◆ **PROMPT**: The response must contain every record, repeated exactly.

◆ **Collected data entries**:
__________

PR #931, opened 2019-12-23
Batch storage writing API

### LINKED ISSUE #919: Add batch writing API to StorageManager
Since #917, there is an `AddItems` message that allows writing blocks and transactions to the storage in batch. However, it is implemented as a for loop that sends `AddItem` messages, and that's very sub-optimal. But in order to implement it the right way, we need a `put_batch` method in storage manager.

tmpolaczyk:
Close #919

This PR introduces a new `put_batch` method in `storage_mngr`. Internally that's implemented as `Storage::put` in a for loop, but this way we save all the overhead of message passing, since that for loop happens in a different thread.


aesedepece:
Merged as c411864295c0a23a1918692a3353ee7da9c0e7c2.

__________

◆ **THE COMPLETED TASK**:
PR #931, opened 2019-12-23
Batch storage writing API

### LINKED ISSUE #919: Add batch writing API to StorageManager
Since #917, there is an `AddItems` message that allows writing blocks and transactions to the storage in batch. However, it is implemented as a for loop that sends `AddItem` messages, and that's very sub-optimal. But in order to implement it the right way, we need a `put_batch` method in storage manager.

tmpolaczyk:
Close #919

This PR introduces a new `put_batch` method in `storage_mngr`. Internally that's implemented as `Storage::put` in a for loop, but this way we save all the overhead of message passing, since that for loop happens in a different thread.


aesedepece:
Merged as c411864295c0a23a1918692a3353ee7da9c0e7c2.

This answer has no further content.